[Directions] Find the string "physical" in the entries and copy each line that has it.

--- Information given Enclosed Below ---

PR #32, opened 2025-03-21
Checks GDDR training success

abuckTT:
Will mark hw_init_status to kHwInitError if GDDR training failed. Adds logging to indicate what problems may have occurred.


lib/tenstorrent/bh_arc/init.c
```diff
@@ -128,39 +157,62 @@ static void InitMrisc(void)
 	}
 	for (uint8_t gddr_inst = 0; gddr_inst < 8; gddr_inst++) {
 		if ((dram_mask >> gddr_inst) & 1) {
```
alewycky-tenstorrent, line 159: While you're here, please change to IS_BIT_SET.

lib/tenstorrent/bh_arc/init.c
```diff
@@ -128,39 +157,62 @@ static void InitMrisc(void)
...
+			}
+			MriscRegWrite32(gddr_inst, MRISC_INIT_STATUS, MRISC_INIT_BEFORE);
 			ReleaseMriscReset(gddr_inst);
 		}
 	}
+	bool all_passed = true;
 
-	/* TODO: Check for MRISC FW success / failure */
+	for (uint8_t gddr_inst = 0; gddr_inst < 8; gddr_inst++) {
+		if ((dram_mask >> gddr_inst) & 1) {
```
alewycky-tenstorrent, line 205: Please use IS_BIT_SET.

afongTT:
I was wondering if it makes sense to do these potentially long checks later in main, or possibly scheduled?

One benefit is that you kick off all GDDR and ethernet training before you start polling for them to complete.

abuckTT:
> I was wondering if it makes sense to do these potentially long checks later in main, or possibly scheduled?
> 
> One benefit is that you kick off all GDDR and ethernet training before you start polling for them to complete.

I'd still like it to be part of InitHW() so that we set boot_status0.f.hw_init_status to error if issues. However, I could put the check at the end of the rest of the init sequence. Then we can hide some of the latency.

abuckTT:
Also measured init time. In passing cases, it currently takes ~5ms.

.gitignore
```diff
@@ -107,3 +107,5 @@ SphinxLint.txt
 TextEncoding.txt
 YAMLLint.txt
 *.fwbundle
+
+scripts/tt-console/tt-console
```
danieldegrasse, line 111: Please split this change into a distinct commit- ideally we'd have it in another PR, but I'm ok with it here since it's a small change

abuckTT:
TODO in subsequent PR: 
Need to replace all instances of using `tile_enable.gddr_enabled` with `GetDramMask()`. This is needed because fw_table has a DRAM mask that can disable an instance.

lib/tenstorrent/bh_arc/gddr.c
```diff
@@ -34,6 +35,24 @@ uint32_t MriscL1Read32(uint8_t gddr_inst, uint32_t addr)
 	return NOC2AXIRead32(0, MRISC_SETUP_TLB, MRISC_L1_ADDR + addr);
 }
 
+uint32_t MriscRegRead32(uint8_t gddr_inst, uint32_t addr)
+{
+	uint8_t x, y;
+
+	GetGddrNocCoords(gddr_inst, MRISC_FW_NOC2AXI_PORT, 0, &x, &y);
+	NOC2AXITlbSetup(0, MRISC_SETUP_TLB, x, y, MRISC_REG_ADDR + 0xff000000);
```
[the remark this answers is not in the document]
abuckTT: Fixed

lib/tenstorrent/bh_arc/init.c
```diff
@@ -432,7 +488,11 @@ static int InitHW(void)
 	} else {
 		boot_status0.f.fw_id = FW_ID_SMC_NORMAL;
 	}
-	boot_status0.f.hw_init_status = kHwInitDone;
+	if (init_errors) {
+		boot_status0.f.hw_init_status = kHwInitError;
+	} else {
+		boot_status0.f.hw_init_status = kHwInitDone;
+	}
```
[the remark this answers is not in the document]
abuckTT: Fixed

lib/tenstorrent/bh_arc/init.c
```diff
@@ -103,7 +106,34 @@ static void DeassertRiscvResets(void)
...
+		poll_val = MriscRegRead32(gddr_inst, MRISC_INIT_STATUS);
+		if (poll_val == MRISC_INIT_FINISHED || poll_val == MRISC_INIT_FAILED) {
+			break;
+		}
+		if (k_uptime_delta(&start_time) > MRISC_INIT_TIMEOUT) {
+			LOG_ERR("Timeout after %lld ms waiting for GDDR instance %d to "
+				"initialize.\n",
+				k_uptime_delta(&start_time), gddr_inst);
+			return -ETIME;
+		}
```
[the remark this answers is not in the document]
abuckTT: Reduced timeout to 1s for all controllers. Measured it took about 5ms to run, but I just added big buffer.

lib/tenstorrent/bh_arc/init.c
```diff
@@ -103,7 +106,34 @@ static void DeassertRiscvResets(void)
...
+		k_msleep(1);
+	}
+	if (poll_val == MRISC_INIT_FINISHED) {
+		return EXIT_SUCCESS;
+	}
+	LOG_ERR("GDDR instance %d failed to initialize. "
+		"Something went wrong.\n",
+		gddr_inst);
```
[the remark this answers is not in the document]
abuckTT: Added. Will just print the post code after timeout or if failure.

lib/tenstorrent/bh_arc/init.c
```diff
@@ -128,39 +157,62 @@ static void InitMrisc(void)
...
 	if (SetGddrMemClk(gddr_speed / GDDR_SPEED_TO_MEMCLK_RATIO)) {
-		/* Error */
-		/* TODO: Handle this more gracefully */
-		return;
+		LOG_ERR("Failed to set GDDR memory clock to requested: %d Mbps\n", gddr_speed);
+		return -EIO;
 	}
 
 	for (uint8_t gddr_inst = 0; gddr_inst < 8; gddr_inst++) {
 		if ((dram_mask >> gddr_inst) & 1) {
```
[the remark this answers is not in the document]
abuckTT: Fixed

lib/tenstorrent/bh_arc/gddr.c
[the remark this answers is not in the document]
danieldegrasse: Agree on `0xff000000`- at a minimum we need to define some kind of constant for this rather than using a magic number

lib/tenstorrent/bh_arc/init.c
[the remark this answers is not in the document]
danieldegrasse: Can we add a post code to MRISC if there isn't one? At a minimum I think we should distinguish between "init failed" and "init timeout"

lib/tenstorrent/bh_arc/init.c
```diff
@@ -104,64 +107,103 @@ static void DeassertRiscvResets(void)
...
+	if (poll_val == MRISC_INIT_FINISHED) {
+		return EXIT_SUCCESS;
+	}
+	uint32_t post_code = MriscRegRead32(gddr_inst, MRISC_POST_CODE);
+
+	if (timedout) {
+		LOG_ERR("Timeout after %d ms waiting for GDDR instance %d to "
+			"initialize. Post code: 0x%x\n",
+			MRISC_INIT_TIMEOUT, gddr_inst, post_code);
+		return -ETIME;
```
danieldegrasse, line 135: Nit but I would prefer `-ETIMEDOUT` here

lib/tenstorrent/bh_arc/init.c
```diff
@@ -104,64 +107,103 @@ static void DeassertRiscvResets(void)
...
-	}
-	for (uint8_t gddr_inst = 0; gddr_inst < 8; gddr_inst++) {
-		if ((dram_mask >> gddr_inst) & 1) {
-			LoadMriscFw(gddr_inst, large_sram_buffer, fw_size);
+		LOG_ERR("Failed to load MRISC FW from file system to ARC.\n");
+		return -EIO;
+	}
+	uint32_t dram_mask = GetDramMask();
+
+	for (uint8_t gddr_inst = 0; gddr_inst < NUM_GDDR; gddr_inst++) {
```
danieldegrasse, line 161: Not something we have to do now, but should we make `NUM_GDDR` a Kconfig? Generally wondering if this would be useful for the future, in case we reuse GDDR code on other platforms

lib/tenstorrent/bh_arc/init.c
```diff
@@ -427,6 +473,21 @@ static int InitHW(void)
...
+	SetPostCode(POST_CODE_SRC_CMFW, POST_CODE_ARC_INIT_STEPE);
+	/* Check GDDR training status. */
+	if (!IS_ENABLED(CONFIG_TT_SMC_RECOVERY)) {
+		k_timepoint_t timeout = sys_timepoint_calc(K_MSEC(MRISC_INIT_TIMEOUT));
+
+		for (uint8_t gddr_inst = 0; gddr_inst < NUM_GDDR; gddr_inst++) {
+			if (IS_BIT_SET(GetDramMask(), gddr_inst)) {
+				if (CheckGddrTraining(gddr_inst, timeout)) {
+					LOG_ERR("GDDR instance %d failed training.\n", gddr_inst);
+					init_errors = true;
```
danieldegrasse, line 485: Should we break out here if the return value was a timeout? I guess it doesn't matter too much since the additional calls will complete pretty quickly.

lib/tenstorrent/bh_arc/init.c
```diff
@@ -427,6 +473,21 @@ static int InitHW(void)
...
 
+	SetPostCode(POST_CODE_SRC_CMFW, POST_CODE_ARC_INIT_STEPE);
+	/* Check GDDR training status. */
+	if (!IS_ENABLED(CONFIG_TT_SMC_RECOVERY)) {
+		k_timepoint_t timeout = sys_timepoint_calc(K_MSEC(MRISC_INIT_TIMEOUT));
+
+		for (uint8_t gddr_inst = 0; gddr_inst < NUM_GDDR; gddr_inst++) {
+			if (IS_BIT_SET(GetDramMask(), gddr_inst)) {
+				if (CheckGddrTraining(gddr_inst, timeout)) {
+					LOG_ERR("GDDR instance %d failed training.\n", gddr_inst);
```
danieldegrasse, line 484: Let's include the return value of `CheckGddrTraining` in the log here so it is obvious if the failure was a timeout or not

lib/tenstorrent/bh_arc/init.c
alewycky-tenstorrent: In the case of timeout every remaining still gets one chance to report that it's ready.

alewycky-tenstorrent:
> TODO in subsequent PR: Need to replace all instances of using `tile_enable.gddr_enabled` with `GetDramMask()`. This is needed because fw_table has a DRAM mask that can disable an instance.

I don't think we should do this here, but rather integrate dram_mask into harvesting so that it shows up in tile_enable.gddr_enabled. @afongTT

lib/tenstorrent/bh_arc/init.c
alewycky-tenstorrent: It's possible but very unlikely that we produce a BH-like chip with different physical layout.

Changing physical GDDR count would change the NOC coords of the GDDR controllers, so we'd need to update the mapping function as well.

.gitignore
abuckTT: Just split it into its own PR https://github.com/tenstorrent/tt-zephyr-platforms/pull/38

afongTT:
> > TODO in subsequent PR: Need to replace all instances of using `tile_enable.gddr_enabled` with `GetDramMask()`. This is needed because fw_table has a DRAM mask that can disable an instance.
> 
> I don't think we should do this here, but rather integrate dram_mask into harvesting so that it shows up in tile_enable.gddr_enabled. @afongTT

Yes, makes sense to me.

Unless there's any reason to have that setting mean "leave tile clock enabled, but don't load GDDR FW". But I doubt that would be a real use case.

lib/tenstorrent/bh_arc/init.c
```diff
@@ -36,8 +36,11 @@
 #include <tenstorrent/post_code.h>
 #include <tenstorrent/tt_boot_fs.h>
 #include <zephyr/init.h>
+#include <zephyr/logging/log.h>
 #include <zephyr/kernel.h>
 
+LOG_MODULE_REGISTER(InitHW, LOG_LEVEL_DBG);
```
alewycky-tenstorrent, line 42: Should we be setting LOG_LEVEL_DBG by default in production? If you don't pass a logging level to LOG_MODULE_REGISTER, you get CONFIG_LOG_DEFAULT_LEVEL (which defaults to INFO).

danieldegrasse: Good point here. We should probably define a Kconfig for the log level used by the `BH_ARC` libraries. See here for an example of how to source a Kconfig template that will define Kconfigs like `CONFIG_XX_LOG_LEVEL_DBG, CONFIG_XXX_LOG_LEVEL_ERR, ...`: https://github.com/zephyrproject-rtos/zephyr/blob/main/drivers/sdhc/Kconfig#L56

abuckTT: In main.c, the main log is also set to LOG_LEVEL_DBG rather than INFO (through the Kconfig stuff). Should I also change it to INFO?

danieldegrasse: Let's reuse `CONFIG_TT_APP_LOG_LEVEL` here- if you want to create a separate commit changing this: https://github.com/tenstorrent/tt-zephyr-platforms/blob/main/app/smc/prj.conf#L11 to `CONFIG_TT_APP_LOG_LEVEL_INF` I think that would be good as well.

abuckTT: Fixed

--- End of Enclosed Information given ---

[Task result]
alewycky-tenstorrent: It's possible but very unlikely that we produce a BH-like chip with different physical layout.
Changing physical GDDR count would change the NOC coords of the GDDR controllers, so we'd need to update the mapping function as well.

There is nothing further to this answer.